[Collected data entries]
++++++++++++++++++++
PR #3279, opened 2022-10-20
fix(logs): Snuba init transaction was not sampled

rahul-kumar-saini:
### Overview
- Snuba's sampling rate is 0 and we don't ever start a transaction anywhere
- I introduced a transaction in #3200 which is populating the Datadog metric just fine but Snuba isn't sending the transaction so we basically still have no visibility
- This PR swaps out our hardcoded sampling rate with a function that sets sampling rate to 1 if the transaction op is `snuba_init` and the default 0 otherwise

### Questions
- This works fine locally - could this break anything in prod? (There are no instances where we start a fresh transaction anywhere in Snuba so this is the first time we're adding one)
- Is it possible that some global transaction (coming from wherever the current Snuba transactions are started) could have the op name "snuba_init" and hence be sampled 100%?
    - If so, would having the check be more thorough be sufficient?
    - Eg `if op == "snuba_init" and name == "Snuba CLI Initialization"` instead of just `if op == "snuba_init"`

### DIFF
--- a/snuba/environment.py
+++ b/snuba/environment.py
@@ -1,8 +1,8 @@
-from __future__ import absolute_import, annotations
+from __future__ import absolute_import
 
 import logging
 import os
-from typing import Any, Optional
+from typing import Optional
 
 import sentry_sdk
 import structlog
@@ -70,12 +70,6 @@ def setup_logging(level: Optional[str] = None) -> None:
     )
 
 
-def _traces_sampler(sampling_context: dict[str, Any]) -> int:
-    if sampling_context["transaction_context"]["op"] == "snuba_init":
-        return 1
-    return settings.SENTRY_TRACE_SAMPLE_RATE
-
-
 def setup_sentry() -> None:
     sentry_sdk.init(
         dsn=settings.SENTRY_DSN,
@@ -86,7 +80,7 @@ def setup_sentry() -> None:
             RedisIntegration(),
         ],
         release=os.getenv("SNUBA_RELEASE"),
-        traces_sampler=_traces_sampler,
+        traces_sample_rate=settings.SENTRY_TRACE_SAMPLE_RATE,
     )
 
 
--- a/snuba/environment.py
+++ b/snuba/environment.py
@@ -1,8 +1,8 @@
-from __future__ import absolute_import
+from __future__ import absolute_import, annotations
 
 import logging
 import os
-from typing import Optional
+from typing import Any, Optional
 
 import sentry_sdk
 import structlog
@@ -70,6 +70,12 @@ def setup_logging(level: Optional[str] = None) -> None:
     )
 
 
+def _traces_sampler(sampling_context: dict[str, Any]) -> int:
+    if sampling_context["transaction_context"]["op"] == "snuba_init":
+        return 1
+    return settings.SENTRY_TRACE_SAMPLE_RATE
+
+
 def setup_sentry() -> None:
     sentry_sdk.init(
         dsn=settings.SENTRY_DSN,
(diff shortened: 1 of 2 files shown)


onewland:
I'm good with this in principle -- given that we have this outstanding issue where we believe Snuba is erroneously sending a bunch of transactions from the consumer (https://getsentry.atlassian.net/browse/SNS-1637) I wonder if we could ask ops deploy this to just a low-volume consumer first and make sure that we don't see a spike in transactions in Sentry or S4S for Snuba.

snuba/environment.py
```diff
@@ -70,6 +70,12 @@ def setup_logging(level: Optional[str] = None) -> None:
     )
 
 
+def _traces_sampler(sampling_context: dict[str, Any]) -> int:
+    if sampling_context["transaction_context"]["op"] == "snuba_init":
+        return 1
+    return settings.SENTRY_TRACE_SAMPLE_RATE
+
```
fpacifici, line 77: I don't think this works as you would want. 
https://github.com/getsentry/sentry-python/blob/c05bcf598c5455a6f35eabd18c840c4544c9392c/sentry_sdk/tracing.py#L723-L739

If you do not define a `trace_sampler`, snuba honors the decision made by sentry, thus making the trace consistent. Which is what we want. 
But if you define a `traces_sampler`, your sampler needs to explicitly honor the parent decision, you cannot just return a sampling rate.


Also the call `start_transaction` is supposed to have a way to force a the sampling 
```
start_transaction(name: "my transaction", sampled: True)
```
so you should not need this,

fpacifici (changes requested):

snuba/environment.py
MeredithAnya: as per the conversation that happened in https://github.com/getsentry/snuba/pull/3018, my understanding is that we could just be increasing `SENTRY_TRACE_SAMPLE_RATE` in our prod settings, which would still honor the sentry decisions it would just mean new traces in snuba would get that new rate.

fpacifici: You do not want to sample 100% of the transactions started in snuba that are not of the specific type Rahul is interested into. That would also sample the massive amount of transactions that seem to originate from our consumers that we never managed to investigate. (Looking at the outcomes table there are several orders of magnitude more transactions dropped by the sdk than those that reach sentry. These are likely to originate in our consumers).

MeredithAnya: I thought there were no other `start_transaction` beside rahul's. But anyway according to our docs the `start_transaction` does have a way to enable sampling and it seems like it overrides whatever sample rate is else where so filippo's suggestion still stands

rahul-kumar-saini: I see, I'll try setting `sampled: True` and see if it'll force Sentry to sample the transaction. As far as Snuba transactions go, this is the only transaction explicitly started within Snuba but I didn't know whether the sampling rate in settings only mattered for transactions started within Snuba or all transactions Snuba's logic is a part of.

evanh: There are some docs on the `traces_sampler` function [here](https://docs.sentry.io/platforms/python/guides/falcon/configuration/options/#traces-sampler). Filippo's link actually explains it better.

The sampling happens to every transaction started with our DSN. The transactions are still started in Snuba, even though they are implicitly created by our integrations. The web API creates transactions through the Flask integration. Because we don't have `traces_sampler` set, we are effectively sampling based on whether the parent transaction (from Sentry in our case) is sampling or not. So if Sentry samples, so does Snuba, and vice versa.

evanh (approved):

fpacifici (approved):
++++++++++++++++++++
▶ ACTION ITEM:
Reply with nothing but a number: how many lines of the entries above contain the string "that"?

▶ EXERCISE ANSWER:
5